Figure 2: DEV-0343 observed operating hours in UTC
Figure 3: DEV-0343 observed actor requests per day
Known DEV-0343 operators have also been observed targeting the same account on the same tenant being targeted by other known Iranian operators. For example, EUROPIUM operators attempted to access a specific account on June 12, 2021 and ultimately gained access to this account on June 13, 2021. DEV-0343 was then observed targeting this same account within minutes of EUROPIUM operators gaining access to it the same day. MSTIC assesses that these observed overlapping activities suggest a coordination between different Iranian actors pursuing common objectives.

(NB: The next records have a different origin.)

PR #4022, opened 2026-08-22
fix(#3996): filter gateway SSE keepalives and test image requests

aheritier:
## What and why

Add a gateway-only, payload-free SSE keepalive filter before the pinned GenAI parser. Direct Gemini and Vertex do not opt in. Preserve meaningful named payloads and unrelated frames. Deterministic request fixtures cover gateway and direct TEXT+IMAGE construction and resolved capability; Vertex remains predicate-only. The upstream direct keepalive fixture follows the binding transport policy.

Part of docker/docker-agent#3996. Review this PR against its immediate parent, docker/docker-agent#4021, rather than the aggregate stack against `main`.

## Commit inventory

Head: `099eed7f742a6ff599705e36fdaa76316ac4b296`; parent SHA: `13afae4a093aac86a4af104510eac01a9be1c70d`.

- `5686038171c493377093b80c96d4b82cd937a6b2` — fix(#3996): drop gateway SSE keepalive frames before the genai parser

Closing thoughts: Increasingly capable threat actors
As Iranian operators have adapted both their strategic goals and tradecraft, over time they have evolved into more competent threat actors capable of conducting a full spectrum of operations including:
- Information operations
- Disruption and destruction
- Support to physical operations
Specifically, Iranian operators have proven themselves to be both willing and able to:
- Deploy ransomware
- Deploy disk wipers
- Deploy mobile malware
- Conduct phishing attacks
- Conduct password spray attacks
- Conduct mass exploitation attacks
- Conduct supply chain attacks
- Cloak C2 communications behind legitimate cloud services
MSTIC thanks CyberWarCon 2021 for the opportunity to present this research to the broader security community. Microsoft will continue to monitor all this activity by Iranian actors and implement protections for our customers.